● **TASK GOAL**: When the string "because" occurs in a line of the records, show that line.

══════════

PR #4720, opened 2022-01-25
Enhancement/2044 register site on proxy

eugene-manuilov:
## Summary

Addresses issue:

- #2044

## PR Author Checklist

---------------

## Code Reviewer Checklist

- [ ] Run the code.
- [ ] Ensure CI checks pass.

## Merge Reviewer Checklist

### DIFF
--- a/includes/Core/Authentication/Google_Proxy.php
+++ b/includes/Core/Authentication/Google_Proxy.php
@@ -375,6 +375,8 @@ class Google_Proxy {
 		 * Filters the setup mode.
 		 *
 		 * @since n.e.x.t
+		 *
+		 * @param string An initial setup mode.
 		 */
 		$metadata['mode'] = apply_filters( 'googlesitekit_proxy_setup_mode', $metadata['mode'] );
 
@@ -455,10 +457,11 @@ class Google_Proxy {
 	 *
 	 * @since n.e.x.t
 	 *
+	 * @param string $mode Sync mode.
 	 * @return string|WP_Error Redirect URL on success, otherwise an error.
 	 */
-	public function register_site() {
-		return $this->sync_site_fields( null, null );
+	public function register_site( $mode = 'async' ) {
+		return $this->send_site_fields( null, $mode );
 	}
 
 	/**
@@ -471,7 +474,20 @@ class Google_Proxy {
 	 * @param string      $mode        Sync mode.
 	 * @return string|WP_Error Redirect URL on success, otherwise an error.
 	 */
-	public function sync_site_fields( Credentials $credentials = null, $mode = 'async' ) {
+	public function sync_site_fields( Credentials $credentials, $mode = 'async' ) {
+		return $this->send_site_fields( $credentials, $mode );
+	}
+
+	/**
+	 * Sends site fields to the proxy.
+	 *
+	 * @since n.e.x.t
+	 *
+	 * @param Credentials $credentials Credentials instance.
+	 * @param string      $mode        Sync mode.
+	 * @return string|WP_Error Redirect URL on success, otherwise an error.
+	 */
+	private function send_site_fields( Credentials $credentials = null, $mode = 'async' ) {
 		$response = $this->request(
 			self::OAUTH2_SITE_URI,
 			$credentials,
@@ -483,7 +499,7 @@ class Google_Proxy {
 					$this->get_user_fields(),
 					$this->get_metadata_fields(),
 					array(
-						'scopes' => implode( ' ', $this->required_scopes ),
+						'scope' => implode( ' ', $this->required_scopes ),
 					)
 				),
 			)
--- a/includes/Core/Authentication/Google_Proxy.php
+++ b/includes/Core/Authentication/Google_Proxy.php
@@ -44,6 +44,7 @@ class Google_Proxy {
 	const ACTION_PERMISSIONS        = 'googlesitekit_proxy_permissions';
 	const ACTION_VERIFY             = 'googlesitekit_proxy_verify';
 	const NONCE_ACTION              = 'googlesitekit_proxy_nonce';
+	const HEADER_REDIRECT_TO        = 'Redirect-To';
 
 	/**
 	 * Plugin context.
@@ -54,6 +55,14 @@ class Google_Proxy {
 	private $context;
 
 	/**
+	 * Required scopes list.
+	 *
+	 * @since n.e.x.t
+	 * @var array
+	 */
+	private $required_scopes;
+
+	/**
 	 * Google_Proxy constructor.
 	 *
 	 * @since 1.1.2
@@ -62,6 +71,17 @@ class Google_Proxy {
 	 */
 	public function __construct( Context $context ) {
 		$this->context = $context;
+	}
+
+	/**
+	 * Sets required scopes to use when the site is registering at proxy.
+	 *
+	 * @since n.e.x.t
+	 *
+	 * @param array $scopes List of scopes.
+	 */
+	public function with_scopes( array $scopes ) {
+		$this->required_scopes = $scopes;
 	}
 
 	/**
--- a/includes/Core/Authentication/Google_Proxy.php
+++ b/includes/Core/Authentication/Google_Proxy.php
@@ -356,8 +356,8 @@ class Google_Proxy {
 	 */
 	public function get_metadata_fields() {
 		$metadata = array(
-			'supports'         => implode( ',', $this->get_supports() ),
-			'nonce'            => wp_create_nonce( self::ACTION_SETUP ),
+			'supports'         => implode( ' ', $this->get_supports() ),
+			'nonce'            => wp_create_nonce( self::NONCE_ACTION ),
 			'mode'             => '',
 			'hl'               => $this->context->get_locale( 'user' ),
 			'application_name' => self::get_application_name(),
--- a/includes/Core/Authentication/Google_Proxy.php
+++ b/includes/Core/Authentication/Google_Proxy.php
@@ -60,7 +60,7 @@ class Google_Proxy {
 	 * @since n.e.x.t
 	 * @var array
 	 */
-	private $required_scopes;
+	private $required_scopes = array();
 
 	/**
 	 * Google_Proxy constructor.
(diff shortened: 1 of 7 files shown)


includes/Core/Authentication/Google_Proxy.php
```diff
@@ -330,6 +354,33 @@ public function get_site_fields() {
...
+			'mode'             => '',
+			'hl'               => $this->context->get_locale( 'user' ),
+			'application_name' => self::get_application_name(),
+			'service_version'  => Feature_Flags::enabled( 'serviceSetupV2' ) ? 'v2' : '',
+		);
+
+		/**
+		 * Filters the setup mode.
+		 *
+		 * @since n.e.x.t
```
felixarntz, line 377: This is missing a `$param` doc for the filtered variable. In WordPress hooks you can just put any variable name there, e.g. `$mode`, it doesn't have to match the name of what's really passed to it.

includes/Core/Authentication/Google_Proxy.php
```diff
@@ -399,24 +450,59 @@ public function unregister_site( Credentials $credentials ) {
...
-				'mode' => $mode,
-				'body' => $this->get_site_fields(),
+				'return' => 'response',
+				'mode'   => $mode,
+				'body'   => array_merge(
+					$this->get_site_fields(),
+					$this->get_user_fields(),
+					$this->get_metadata_fields(),
+					array(
+						'scopes' => implode( ' ', $this->required_scopes ),
```
felixarntz, line 486: Similar to OAuth, this parameter has to be called `scope` (singular), even though it's multiple scopes.

includes/Core/Authentication/Google_Proxy.php
```diff
@@ -399,24 +450,59 @@ public function unregister_site( Credentials $credentials ) {
...
+	 * @since n.e.x.t Updated the function to return redirect URL.
 	 *
 	 * @param Credentials $credentials Credentials instance.
 	 * @param string      $mode        Sync mode.
-	 * @return array|WP_Error Response of the wp_remote_post request.
+	 * @return string|WP_Error Redirect URL on success, otherwise an error.
 	 */
-	public function sync_site_fields( Credentials $credentials, $mode = 'async' ) {
-		return $this->request(
+	public function sync_site_fields( Credentials $credentials = null, $mode = 'async' ) {
```
felixarntz, line 474: This method should _always_ be called with credentials being passed, to sync site fields they need to be present.

I like your idea of reusing the same logic, but could we do it in a way that both public methods "make sense" by themselves? How about we introduce a private method with the parts that is common between them which can be controlled with whatever parameters are needed, but the public method should "suggest" the right parameters that are needed.

Basically this method's parameters should remain like they were before, with `Credentials` instance being required.

includes/Core/Authentication/Google_Proxy.php
```diff
@@ -399,24 +450,59 @@ public function unregister_site( Credentials $credentials ) {
...
 
+	/**
+	 * Registers the site on the proxy.
+	 *
+	 * @since n.e.x.t
+	 *
+	 * @return string|WP_Error Redirect URL on success, otherwise an error.
+	 */
+	public function register_site() {
+		return $this->sync_site_fields( null, null );
```
felixarntz, line 461: See my other comment, maybe better to use a private "low-level" method here. Also, let's either also add the `$mode = 'async'` parameter so that it can be controlled from the outside, or we need to specify `sync` here because the only use-case we have for it now needs to be `sync`.

For parity with the other method, I prefer having a parameter for it that can be controlled from the outside.

includes/Core/Authentication/Setup_V2.php
```diff
@@ -54,15 +54,23 @@ public function handle_action_setup_start() {
...
 		}
 
-		if ( $this->credentials->has() ) {
-			$this->google_proxy->sync_site_fields( $this->credentials, 'sync' );
+		$required_scopes = $this->authentication->get_oauth_client()->get_required_scopes();
+		$this->google_proxy->with_scopes( $required_scopes );
+
+		$oauth_setup_redirect = $this->credentials->has()
+			? $this->google_proxy->sync_site_fields( $this->credentials, 'sync' )
+			: $this->google_proxy->register_site();
```
felixarntz, line 62: Just pointing out here that, related to my comments above, we may need to provide `'sync'` here if we introduce a parameter for it - I think that would be more consistent.

includes/Modules/Analytics.php
```diff
@@ -121,6 +121,13 @@ public function register() {
 		add_action( 'template_redirect', $this->get_method_proxy( 'register_tag' ) );
 
 		add_filter( 'googlesitekit_proxy_setup_url_params', $this->get_method_proxy( 'update_proxy_setup_mode' ) );
```
felixarntz, line 123: This filter call (and also the entire `googlesitekit_proxy_setup_url_params` filter being applied as well) should be removed, per the ACs.

includes/Modules/Analytics.php
```diff
@@ -1404,11 +1411,25 @@ public function handle_token_response_data( $token_response ) {
...
 	private function update_proxy_setup_mode( $params ) {
-		if ( Feature_Flags::enabled( 'serviceSetupV2' ) && ! $this->is_connected() ) {
-			$params['mode'] = 'analytics-step';
+		$mode = $this->get_proxy_setup_mode();
+		if ( ! empty( $mode ) ) {
+			$params['mode'] = $mode;
 		}
 
 		return $params;
 	}
```
felixarntz, line 1420: See above, this method can then be removed.

tests/phpunit/integration/Core/Authentication/Google_ProxyTest.php
```diff
@@ -334,14 +334,22 @@ public function test_sync_site_fields() {
...
+				'scopes',
+				'service_version',
+				'site_id',
+				'site_secret',
+				'supports',
+				'url',
+				'user_roles',
 			),
 			array_keys( $this->request_args['body'] )
 		);
```
felixarntz, line 355: While this would be somewhat similar, could you also add one simple test for the `register_site` method?

includes/Core/Authentication/Setup_V2.php
```diff
@@ -54,15 +54,23 @@ public function handle_action_setup_start() {
...
+		if ( is_wp_error( $oauth_setup_redirect ) || ! filter_var( $oauth_setup_redirect, FILTER_VALIDATE_URL ) ) {
+			wp_die( esc_html__( 'The request to the authentication proxy has failed. Please, try again later.', 'google-site-kit' ) );
 		}
 
 		if ( $redirect_url ) {
 			$this->user_options->set( OAuth_Client::OPTION_REDIRECT_URL, $redirect_url );
 		}
 
-		$this->redirect_to_proxy();
+		wp_redirect( $oauth_setup_redirect ); // phpcs:ignore WordPress.Security.SafeRedirect.wp_redirect_wp_redirect
```
felixarntz, line 72: Can't we use `wp_safe_redirect` here?

felixarntz (commented):
@eugene-manuilov Looks great, only a few points to review.

includes/Core/Authentication/Google_Proxy.php
eugene-manuilov: Updated.

includes/Core/Authentication/Google_Proxy.php
eugene-manuilov: Updated.

includes/Core/Authentication/Google_Proxy.php
eugene-manuilov: Yep, makes sense. Updated.

includes/Core/Authentication/Google_Proxy.php
eugene-manuilov: Updated.

includes/Core/Authentication/Setup_V2.php
eugene-manuilov: Updated.

includes/Modules/Analytics.php
eugene-manuilov: Removed.

includes/Modules/Analytics.php
eugene-manuilov: Removed.

tests/phpunit/integration/Core/Authentication/Google_ProxyTest.php
eugene-manuilov: Added.

includes/Core/Authentication/Setup_V2.php
eugene-manuilov: No, because the redirect URL has a different domain.

includes/Modules/Analytics.php
felixarntz: You've now removed the filter _usage_ here, can you also remove the entire filter itself please? The filter hook shouldn't even exist anymore.

felixarntz (commented):
@eugene-manuilov New changes lgtm, but please review the two comment replies above. I resolved all other comments.

includes/Modules/Analytics.php
eugene-manuilov: Ok, got it. Removed the filter too.

includes/Core/Authentication/Setup_V2.php
eugene-manuilov: I don't know because I can't verify it on my local. When I try to set up the plugin with the V2 setup flow, I get the following error: 

```
We were unable to send credentials to your WordPress site. Please go back to your site and restart the setup. The following error was returned: No route was found matching the URL and request method.
```

Is it something wrong on the WP side or you need to adjust something on the proxy side?

includes/Core/Authentication/Google_Proxy.php
```diff
@@ -330,6 +347,35 @@ public function get_site_fields() {
...
+	 * Gets metadata fields.
+	 *
+	 * @since n.e.x.t
+	 *
+	 * @return array Metadata fields array.
+	 */
+	public function get_metadata_fields() {
+		$metadata = array(
+			'supports'         => implode( ',', $this->get_supports() ),
+			'nonce'            => wp_create_nonce( self::ACTION_SETUP ),
```
felixarntz, line 360: This has to use `self::NONCE_ACTION` for the action per the changes in #4383 and #4376.

includes/Core/Authentication/Setup_V2.php
```diff
@@ -54,15 +54,23 @@ public function handle_action_setup_start() {
...
+		exit;
 	}
```
felixarntz, line 75: There is another problem further down in this file that I discovered during testing, but it's more of an oversight from #4376 than it belongs to this issue. Still, let's fix it in here: In `Setup_V2::handle_action_exchange_site_code`, if the request is successful, we currently redirect back to the proxy without adding the `site_id` query parameter which causes an exception.

includes/Core/Authentication/Setup_V2.php
felixarntz: I just tested this (note that you have to use the staging proxy) and found a few other small, but crucial problems that were preventing the flow from working. But yes, I then verified that `wp_safe_redirect` works here as expected, since we allowlist the host.

felixarntz (changes requested):
@eugene-manuilov Found a few minor, but critical problems during my testing (see below).

Since I've already addresed them locally, I'll push these updates here myself.

felixarntz (approved):
With the additional changes, lgtm!

Will assign this back to you @eugene-manuilov for a final sanity check on my additional changes. I've already added a QAB for this.

eugene-manuilov:
> With the additional changes, lgtm!
> 
> Will assign this back to you @eugene-manuilov for a final sanity check on my additional changes. I've already added a QAB for this.

Thanks, @felixarntz. All looks good to me. I can't approve mine PR. So assigning this back to you.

══════════

● **REPLY TO THE TASK**:
felixarntz, line 461: See my other comment, maybe better to use a private "low-level" method here. Also, let's either also add the `$mode = 'async'` parameter so that it can be controlled from the outside, or we need to specify `sync` here because the only use-case we have for it now needs to be `sync`.
eugene-manuilov: No, because the redirect URL has a different domain.
eugene-manuilov: I don't know because I can't verify it on my local. When I try to set up the plugin with the V2 setup flow, I get the following error: 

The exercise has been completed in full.